**What you need to do:** Please copy each line of the records below that includes the word "Thanks".

**Data entries:**
=-=-=

PR #715, opened 2021-04-20
Improve ProxyConnection error handling

stuartwdouglas:
- Add better error message if it has been closed
- Don't explicity throw the exception, return a failed CS instead

### DIFF
--- a/hibernate-reactive-core/src/main/java/org/hibernate/reactive/pool/impl/ProxyConnection.java
+++ b/hibernate-reactive-core/src/main/java/org/hibernate/reactive/pool/impl/ProxyConnection.java
@@ -7,6 +7,7 @@ package org.hibernate.reactive.pool.impl;
 
 import java.sql.ResultSet;
 import java.util.List;
+import java.util.concurrent.CompletableFuture;
 import java.util.concurrent.CompletionStage;
 import java.util.function.Function;
 
@@ -24,6 +25,7 @@ final class ProxyConnection implements ReactiveConnection {
 	private final ReactiveConnectionPool sqlClientPool;
 	private ReactiveConnection connection;
 	private boolean connected;
+	private boolean closed;
 	private final String tenantId;
 
 	public ProxyConnection(ReactiveConnectionPool sqlClientPool) {
@@ -38,6 +40,11 @@ final class ProxyConnection implements ReactiveConnection {
 
 	private <T> CompletionStage<T> withConnection(Function<ReactiveConnection, CompletionStage<T>> operation) {
 		assertUseOnEventLoop();
+		if ( closed ) {
+			CompletableFuture<T> ret = new CompletableFuture<>();
+			ret.completeExceptionally( new IllegalStateException( "session is closed" ) );
+			return ret;
+		}
 		if ( !connected ) {
 			connected = true; // we're not allowed to fetch two connections!
 			CompletionStage<ReactiveConnection> connection =
@@ -49,7 +56,9 @@ final class ProxyConnection implements ReactiveConnection {
 			if ( connection == null ) {
 				// we're already in the process of fetching a connection,
 				// so this must be an illegal concurrent call
-				throw new IllegalStateException( "session is currently connecting to database" );
+				CompletableFuture<T> ret = new CompletableFuture<>();
+				ret.completeExceptionally( new IllegalStateException( "session is currently connecting to database" ) );
+				return ret;
 			}
 			return operation.apply( connection );
 		}
@@ -140,6 +149,7 @@ final class ProxyConnection implements ReactiveConnection {
 			connection.close();
 			connection = null;
 		}
+		closed = true;
 	}
 
 }


DavideD:
@gavinking How come [`ReactiveConnection#close()` ](https://github.com/hibernate/hibernate-reactive/blob/65ff89ad5594e36cb2152bf08a2ef0c6807b2bdc/hibernate-reactive-core/src/main/java/org/hibernate/reactive/pool/ReactiveConnection.java#L64) doesn't return a `CompletionStage<Void>`?

DavideD:
I'm asking because `ProxyConnection` delegates to `SqlClientConnection` and it seems to me that we should add the same logic in that class as well.

gavinking:
> @gavinking How come [`ReactiveConnection#close()` ](https://github.com/hibernate/hibernate-reactive/blob/65ff89ad5594e36cb2152bf08a2ef0c6807b2bdc/hibernate-reactive-core/src/main/java/org/hibernate/reactive/pool/ReactiveConnection.java#L64) doesn't return a `CompletionStage<Void>`?

Well I guess because we wanted `Session.close()` to be synchronous, and because in Vert.x 3, `SqlClient.close()` was synchronous.

Looks like it returns a `Future` in Vert.x 4, and so we have a problem :-(

DavideD:
I suppose we can change it for the next release?

gavinking:
> I suppose we can change it for the next release?

Well, we'll *have to*. But I don't see how we can fix this without changing APIs.

`Session` can't even be `AutoCloseable` now.

Ugh. Wish we had caught this sooner.

gavinking:
Unless there's some way to do it fire-and-forget???

gavinking:
> Unless there's some way to do it fire-and-forget???

Well, perhaps it is implicitly fire-and-forget. If I just ignore the returned `Future`, it will still get closed, right?

gavinking:
> If I just ignore the returned `Future`, it will still get closed, right?

But then if we do that maybe the rest of our stream never gets completed?

@cescoffier @jponge need your help on understanding this one.

DavideD:
> Well, perhaps it is implicitly fire-and-forget. If I just ignore the returned `Future`, it will still get closed, right?

It probably doesn't happen often, but a user might want to wait for the session or connection to be really closed before doing something else.

DavideD:
> But then if we do that maybe the rest of our stream never gets completed?

What do you mean?

gavinking:
> What do you mean?

Well TBH I'm just not clear enough on Vert.x semantics to know what happens in the case where we throw away a `Future`.

gavinking:
> A user might want to wait for the session or connection to be really closed before doing something else.

I can't *imagine* a case where the user would care. But I admit I can't imagine everything.

DavideD:
> Well TBH I'm just not clear enough on Vert.x semantics to know what happens in the case where we throw away a `Future`.

Isn't this more of a conceptual issue? If we don't wait for the `Future` to be completed, the connection might not have been closed when we run the next operation and we loose exceptions if something went wrong.

I wonder if this happens also when the session is closed right now.

gavinking:
> Isn't this more of a conceptual issue? 

Absolutely it's a conceptual issue. 

That's what I'm saying, this is a potentially serious problem.

> If we don't wait for the `Future` to be completed, the connection might not have been closed when we run the next operation and we loose exceptions if something went wrong.

Well I agree we should log them at least. But I would say that the failure to return a connection to the pool when the transaction has already completed successfully is something the users of my program don't care about.

The *administrators* certainly might care, and so we should certainly log such a thing.

DavideD:
> `Session` can't even be `AutoCloseable` now.

Is this that bad? We already have `.withSession` that does the same thing. Plus the `Autoclosable` is not for reactive things.

gavinking:
Well, it's not a *disaster*.

gavinking:
I mean, I don't think you can use try with resources to manage a reactive session, so if you interpret AutoClosesble as being all about that one thing, then Session shouldn't implement it anyway. (That's not clear to me.)

DavideD:
One alternative I can think of is that we could overload `close` to something like:
```
void close(CompletableFuture<Void> closed);
```

So that a user could pass a `CompletableFuture` that we can complete when everything has been closed.
But I don't like this solution, I think it would teach bad habits and also confuse people quite a bit.

I think we should update the API.

DavideD:
I mean, add the `CompletionStage<Void>` to the `close()` method.

DavideD:
> I mean, I don't think you can ever use try with resources to manage a reactive session, so if you interpret AutoClosesble as being all about that one thing, then Session shouldn't implement it anyway.

+1

gavinking:
Sure, that's probably best, but I can't help wondering why the operation of "return a connection to the pool" needs to be async in the first place. There's probably some really good reason, but I don't know what it might be.

DavideD:
I've created https://github.com/hibernate/hibernate-reactive/issues/716

DavideD:
Merged  https://github.com/hibernate/hibernate-reactive/pull/715, Thanks @stuartwdouglas !

gavinking:
> Sure, that's probably best, but I can't help wondering why the operation of "return a connection to the pool" needs to be async in the first place.

Well, it looks like one reason is that if you return a connection to the pool with an open transaction, it rolls it back. I guess that's a good enough reason.

PR #717, opened 2021-04-20
[#709]  Fix orphan removal when setting association to null

### LINKED ISSUE #709: Cascade calls non reactive delete
[We have some logic in our code that could end in a call to a non reactive method](https://github.com/hibernate/hibernate-reactive/blob/d17862792b266d29ace9692bd305c29b48f034a4/hibernate-reactive-core/src/main/java/org/hibernate/reactive/engine/impl/Cascade.java#L363).
In `Cascade`:
```
if ( type.isAssociationType()
		&& ( (AssociationType) type ).getForeignKeyDirection()
				.equals(ForeignKeyDirection.TO_PARENT) ) {
       // Related to issue #702
      ...
else {
	// Else, we must delete after the updates.
	eventSource.delete( entityName, loadedValue, isCascadeDeleteEnabled, new HashSet<>() );
}
```

We need a test to cover this part and make sure that the code calls the equivalent reactive method (it needs to be created).
I think the result will be something similar to:
```
else {
	// Else, we must delete after the updates.
	stage = stage.thenCompose(v -> eventSource.reactiveDelete( entityName, loadedValue, isCascadeDeleteEnabled, new HashSet<>() ));
}
```

DavideD:
Fixes #709

### DIFF
--- a/hibernate-reactive-core/src/main/java/org/hibernate/reactive/engine/impl/Cascade.java
+++ b/hibernate-reactive-core/src/main/java/org/hibernate/reactive/engine/impl/Cascade.java
@@ -34,7 +34,6 @@ import org.hibernate.type.Type;
 
 import java.util.Collection;
 import java.util.Collections;
-import java.util.HashSet;
 import java.util.Iterator;
 import java.util.concurrent.CompletionStage;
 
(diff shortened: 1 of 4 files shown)


blafond (approved):

gavinking:
Looks fine.

DavideD:
I'm merging this one, it seems the build fails because it has trouble downloading the latest SNAPSHOTS. I will check that later

PR #720, opened 2021-04-22
Test against JDK16 GA instead of EA

yrodiere:


DavideD:
Thanks https://github.com/hibernate/hibernate-reactive/pull/720!

yrodiere:
No problem #1!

=-=-=

**Written solution:**
Merged  https://github.com/hibernate/hibernate-reactive/pull/715, Thanks @stuartwdouglas !
Thanks https://github.com/hibernate/hibernate-reactive/pull/720!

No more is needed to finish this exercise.